Aim of the task: Take the records below and print them verbatim up to and including the line that carries "Double-tapping a received".

········

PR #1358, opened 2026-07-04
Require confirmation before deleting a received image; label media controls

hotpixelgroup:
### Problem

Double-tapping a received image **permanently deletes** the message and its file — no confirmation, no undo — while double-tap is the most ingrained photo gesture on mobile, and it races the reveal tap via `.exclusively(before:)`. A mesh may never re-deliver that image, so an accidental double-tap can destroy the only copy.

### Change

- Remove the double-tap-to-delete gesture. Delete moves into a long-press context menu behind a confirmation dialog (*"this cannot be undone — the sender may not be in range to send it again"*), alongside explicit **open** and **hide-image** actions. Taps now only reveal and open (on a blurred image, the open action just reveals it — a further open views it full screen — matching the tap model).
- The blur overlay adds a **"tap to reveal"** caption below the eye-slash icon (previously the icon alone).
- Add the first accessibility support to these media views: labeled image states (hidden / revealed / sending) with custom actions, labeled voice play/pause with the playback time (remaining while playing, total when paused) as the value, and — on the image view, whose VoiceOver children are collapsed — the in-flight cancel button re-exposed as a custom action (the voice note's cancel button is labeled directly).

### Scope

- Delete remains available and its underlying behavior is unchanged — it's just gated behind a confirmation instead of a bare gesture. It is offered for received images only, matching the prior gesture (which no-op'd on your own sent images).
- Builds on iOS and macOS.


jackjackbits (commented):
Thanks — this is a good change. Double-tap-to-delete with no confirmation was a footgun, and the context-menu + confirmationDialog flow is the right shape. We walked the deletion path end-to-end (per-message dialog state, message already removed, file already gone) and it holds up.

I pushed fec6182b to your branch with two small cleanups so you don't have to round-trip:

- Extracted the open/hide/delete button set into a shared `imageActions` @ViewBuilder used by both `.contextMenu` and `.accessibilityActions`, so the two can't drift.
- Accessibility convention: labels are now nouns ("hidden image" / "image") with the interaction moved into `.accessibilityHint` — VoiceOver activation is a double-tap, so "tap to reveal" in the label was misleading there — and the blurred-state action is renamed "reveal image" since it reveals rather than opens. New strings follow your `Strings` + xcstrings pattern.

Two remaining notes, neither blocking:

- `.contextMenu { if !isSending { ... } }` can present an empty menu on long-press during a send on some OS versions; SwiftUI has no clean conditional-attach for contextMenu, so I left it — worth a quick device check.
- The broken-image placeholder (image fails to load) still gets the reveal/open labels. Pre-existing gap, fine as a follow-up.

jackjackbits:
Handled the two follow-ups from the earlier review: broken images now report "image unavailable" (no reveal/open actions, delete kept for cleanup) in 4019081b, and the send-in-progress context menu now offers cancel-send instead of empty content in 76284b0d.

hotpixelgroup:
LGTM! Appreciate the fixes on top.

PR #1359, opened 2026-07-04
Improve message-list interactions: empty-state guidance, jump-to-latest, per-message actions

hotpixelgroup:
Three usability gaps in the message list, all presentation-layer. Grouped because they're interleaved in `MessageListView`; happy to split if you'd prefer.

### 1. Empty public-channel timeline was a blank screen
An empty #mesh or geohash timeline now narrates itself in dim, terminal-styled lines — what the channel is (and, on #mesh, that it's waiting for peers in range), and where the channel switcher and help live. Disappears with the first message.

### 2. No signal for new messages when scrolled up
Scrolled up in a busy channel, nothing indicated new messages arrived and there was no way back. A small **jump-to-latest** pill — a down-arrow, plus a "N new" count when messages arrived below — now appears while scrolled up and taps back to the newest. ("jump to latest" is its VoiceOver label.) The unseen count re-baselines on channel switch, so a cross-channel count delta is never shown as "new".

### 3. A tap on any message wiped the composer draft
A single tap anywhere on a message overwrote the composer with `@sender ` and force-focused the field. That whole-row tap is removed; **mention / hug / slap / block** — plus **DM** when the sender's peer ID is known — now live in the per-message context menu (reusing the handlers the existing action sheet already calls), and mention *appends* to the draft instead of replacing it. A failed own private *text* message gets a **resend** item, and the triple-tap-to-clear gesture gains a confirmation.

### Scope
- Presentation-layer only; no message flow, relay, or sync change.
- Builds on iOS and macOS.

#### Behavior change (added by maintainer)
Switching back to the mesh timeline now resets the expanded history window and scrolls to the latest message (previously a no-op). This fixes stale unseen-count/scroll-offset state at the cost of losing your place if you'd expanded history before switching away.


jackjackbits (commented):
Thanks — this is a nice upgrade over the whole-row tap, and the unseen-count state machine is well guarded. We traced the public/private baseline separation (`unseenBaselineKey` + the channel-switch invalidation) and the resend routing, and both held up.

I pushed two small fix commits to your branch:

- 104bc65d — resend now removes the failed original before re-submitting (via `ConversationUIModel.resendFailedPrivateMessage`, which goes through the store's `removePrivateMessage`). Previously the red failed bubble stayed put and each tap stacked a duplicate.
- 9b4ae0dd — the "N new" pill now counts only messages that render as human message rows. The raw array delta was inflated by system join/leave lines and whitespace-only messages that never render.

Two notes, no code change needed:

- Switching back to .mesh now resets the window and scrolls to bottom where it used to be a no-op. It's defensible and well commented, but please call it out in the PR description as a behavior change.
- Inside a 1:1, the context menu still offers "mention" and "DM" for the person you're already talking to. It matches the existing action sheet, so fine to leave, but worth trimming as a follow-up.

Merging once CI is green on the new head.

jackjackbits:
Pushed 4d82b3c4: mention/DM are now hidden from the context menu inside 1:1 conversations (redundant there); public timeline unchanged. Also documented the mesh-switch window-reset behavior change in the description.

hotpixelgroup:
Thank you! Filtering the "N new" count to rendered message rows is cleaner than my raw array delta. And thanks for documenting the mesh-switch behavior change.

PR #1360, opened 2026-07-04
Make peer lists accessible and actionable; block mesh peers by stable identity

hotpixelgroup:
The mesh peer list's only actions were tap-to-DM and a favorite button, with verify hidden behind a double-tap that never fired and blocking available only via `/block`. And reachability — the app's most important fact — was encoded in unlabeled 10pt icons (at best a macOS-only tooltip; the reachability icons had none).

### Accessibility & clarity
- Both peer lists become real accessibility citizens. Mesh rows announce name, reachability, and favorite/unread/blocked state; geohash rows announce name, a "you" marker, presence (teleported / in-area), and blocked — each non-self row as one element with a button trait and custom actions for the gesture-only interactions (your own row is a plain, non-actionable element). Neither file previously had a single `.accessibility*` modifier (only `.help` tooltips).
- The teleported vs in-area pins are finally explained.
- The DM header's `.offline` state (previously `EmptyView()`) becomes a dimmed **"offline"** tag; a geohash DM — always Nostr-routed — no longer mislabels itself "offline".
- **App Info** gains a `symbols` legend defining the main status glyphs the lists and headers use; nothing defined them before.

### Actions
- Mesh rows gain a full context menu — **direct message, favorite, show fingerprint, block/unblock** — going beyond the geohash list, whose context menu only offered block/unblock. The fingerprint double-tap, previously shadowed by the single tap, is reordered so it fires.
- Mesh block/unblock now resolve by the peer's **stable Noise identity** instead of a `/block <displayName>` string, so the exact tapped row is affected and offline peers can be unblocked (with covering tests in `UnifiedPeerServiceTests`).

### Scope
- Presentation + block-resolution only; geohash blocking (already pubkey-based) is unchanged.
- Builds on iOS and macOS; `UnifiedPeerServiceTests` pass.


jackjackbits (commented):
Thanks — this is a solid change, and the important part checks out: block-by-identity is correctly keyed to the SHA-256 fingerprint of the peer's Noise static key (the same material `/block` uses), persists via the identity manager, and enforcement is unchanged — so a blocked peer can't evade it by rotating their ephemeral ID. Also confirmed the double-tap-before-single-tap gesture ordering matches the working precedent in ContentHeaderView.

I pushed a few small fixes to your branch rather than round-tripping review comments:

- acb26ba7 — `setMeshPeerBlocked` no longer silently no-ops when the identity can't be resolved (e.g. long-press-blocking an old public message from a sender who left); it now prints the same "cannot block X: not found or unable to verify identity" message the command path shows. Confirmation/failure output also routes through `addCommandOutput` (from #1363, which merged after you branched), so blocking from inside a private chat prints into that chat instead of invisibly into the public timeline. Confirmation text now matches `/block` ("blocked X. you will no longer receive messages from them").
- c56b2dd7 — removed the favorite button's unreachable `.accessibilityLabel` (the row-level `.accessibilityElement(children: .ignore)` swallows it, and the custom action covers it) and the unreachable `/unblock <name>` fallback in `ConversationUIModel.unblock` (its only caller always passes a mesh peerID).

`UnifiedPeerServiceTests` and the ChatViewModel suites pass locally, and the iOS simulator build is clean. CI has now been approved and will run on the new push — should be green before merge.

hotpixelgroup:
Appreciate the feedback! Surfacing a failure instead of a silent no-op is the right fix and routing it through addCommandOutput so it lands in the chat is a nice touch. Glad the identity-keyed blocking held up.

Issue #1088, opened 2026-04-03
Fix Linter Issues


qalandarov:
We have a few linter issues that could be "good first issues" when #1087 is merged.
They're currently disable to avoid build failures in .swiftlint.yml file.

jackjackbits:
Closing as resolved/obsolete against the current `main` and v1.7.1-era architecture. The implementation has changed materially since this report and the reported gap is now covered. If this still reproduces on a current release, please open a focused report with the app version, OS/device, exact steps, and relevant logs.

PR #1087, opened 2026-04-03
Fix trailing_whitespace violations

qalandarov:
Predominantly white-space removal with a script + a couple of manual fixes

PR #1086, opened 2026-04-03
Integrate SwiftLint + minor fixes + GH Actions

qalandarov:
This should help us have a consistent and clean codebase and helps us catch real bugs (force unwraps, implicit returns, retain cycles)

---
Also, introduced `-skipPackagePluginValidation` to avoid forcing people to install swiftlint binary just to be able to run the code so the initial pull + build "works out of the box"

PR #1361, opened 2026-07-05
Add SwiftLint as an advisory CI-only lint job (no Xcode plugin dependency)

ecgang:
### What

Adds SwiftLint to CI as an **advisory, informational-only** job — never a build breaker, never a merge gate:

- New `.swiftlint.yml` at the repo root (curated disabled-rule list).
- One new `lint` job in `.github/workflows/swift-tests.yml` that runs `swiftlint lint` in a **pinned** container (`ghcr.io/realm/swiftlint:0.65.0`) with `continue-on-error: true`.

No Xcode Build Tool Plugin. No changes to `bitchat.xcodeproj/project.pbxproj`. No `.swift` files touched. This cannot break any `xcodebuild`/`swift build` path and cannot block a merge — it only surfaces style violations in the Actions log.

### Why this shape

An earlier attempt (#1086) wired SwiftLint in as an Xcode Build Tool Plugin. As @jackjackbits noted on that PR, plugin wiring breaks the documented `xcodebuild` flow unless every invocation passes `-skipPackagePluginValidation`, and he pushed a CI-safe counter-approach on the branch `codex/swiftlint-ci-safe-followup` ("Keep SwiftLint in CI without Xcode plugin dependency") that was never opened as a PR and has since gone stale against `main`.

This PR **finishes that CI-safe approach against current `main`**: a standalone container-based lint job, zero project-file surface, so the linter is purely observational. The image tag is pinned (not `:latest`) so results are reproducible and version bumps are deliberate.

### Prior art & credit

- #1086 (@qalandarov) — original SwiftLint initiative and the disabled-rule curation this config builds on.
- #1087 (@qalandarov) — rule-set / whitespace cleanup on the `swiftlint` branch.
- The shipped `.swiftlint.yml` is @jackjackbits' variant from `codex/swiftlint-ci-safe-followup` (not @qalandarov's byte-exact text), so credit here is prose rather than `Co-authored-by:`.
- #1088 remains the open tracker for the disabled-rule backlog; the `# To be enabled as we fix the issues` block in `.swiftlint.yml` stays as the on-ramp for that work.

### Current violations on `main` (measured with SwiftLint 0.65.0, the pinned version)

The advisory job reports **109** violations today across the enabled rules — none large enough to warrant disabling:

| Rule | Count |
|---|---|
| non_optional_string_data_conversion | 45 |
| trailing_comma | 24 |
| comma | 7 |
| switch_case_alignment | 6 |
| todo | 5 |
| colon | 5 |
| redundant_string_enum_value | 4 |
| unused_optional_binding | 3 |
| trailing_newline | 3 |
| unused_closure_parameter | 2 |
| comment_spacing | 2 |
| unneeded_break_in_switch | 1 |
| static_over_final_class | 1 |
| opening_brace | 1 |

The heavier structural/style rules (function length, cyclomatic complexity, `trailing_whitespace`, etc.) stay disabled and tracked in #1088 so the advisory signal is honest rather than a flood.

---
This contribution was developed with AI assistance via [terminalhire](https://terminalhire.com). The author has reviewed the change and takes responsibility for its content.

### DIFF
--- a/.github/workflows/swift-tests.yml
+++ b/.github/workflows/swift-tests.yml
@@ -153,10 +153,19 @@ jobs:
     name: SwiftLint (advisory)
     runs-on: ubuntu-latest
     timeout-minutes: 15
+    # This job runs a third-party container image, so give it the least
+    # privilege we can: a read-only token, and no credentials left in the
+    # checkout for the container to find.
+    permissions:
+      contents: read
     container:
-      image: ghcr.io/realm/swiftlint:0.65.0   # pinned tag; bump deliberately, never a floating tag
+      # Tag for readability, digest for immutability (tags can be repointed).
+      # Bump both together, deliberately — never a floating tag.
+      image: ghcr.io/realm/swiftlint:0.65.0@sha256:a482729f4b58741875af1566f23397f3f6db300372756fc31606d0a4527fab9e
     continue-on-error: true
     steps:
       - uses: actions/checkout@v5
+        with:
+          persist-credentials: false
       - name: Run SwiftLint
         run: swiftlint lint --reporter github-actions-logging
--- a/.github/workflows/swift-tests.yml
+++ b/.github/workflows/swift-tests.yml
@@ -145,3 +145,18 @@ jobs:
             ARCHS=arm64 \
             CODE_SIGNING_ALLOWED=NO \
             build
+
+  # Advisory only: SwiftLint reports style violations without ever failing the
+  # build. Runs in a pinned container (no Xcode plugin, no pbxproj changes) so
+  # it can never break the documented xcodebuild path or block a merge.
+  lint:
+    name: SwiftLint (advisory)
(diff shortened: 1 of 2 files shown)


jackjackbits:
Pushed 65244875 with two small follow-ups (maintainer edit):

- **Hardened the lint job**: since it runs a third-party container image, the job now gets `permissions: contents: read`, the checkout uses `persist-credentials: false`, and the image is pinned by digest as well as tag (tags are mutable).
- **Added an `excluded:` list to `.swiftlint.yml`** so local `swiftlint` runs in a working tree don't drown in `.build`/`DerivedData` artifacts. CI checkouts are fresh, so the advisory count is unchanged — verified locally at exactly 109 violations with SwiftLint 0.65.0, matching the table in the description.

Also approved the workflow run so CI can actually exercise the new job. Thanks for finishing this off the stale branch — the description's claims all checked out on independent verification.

········

Solution for this problem:
PR #1358, opened 2026-07-04
Require confirmation before deleting a received image; label media controls

hotpixelgroup:
### Problem

Double-tapping a received image **permanently deletes** the message and its file — no confirmation, no undo — while double-tap is the most ingrained photo gesture on mobile, and it races the reveal tap via `.exclusively(before:)`. A mesh may never re-deliver that image, so an accidental double-tap can destroy the only copy.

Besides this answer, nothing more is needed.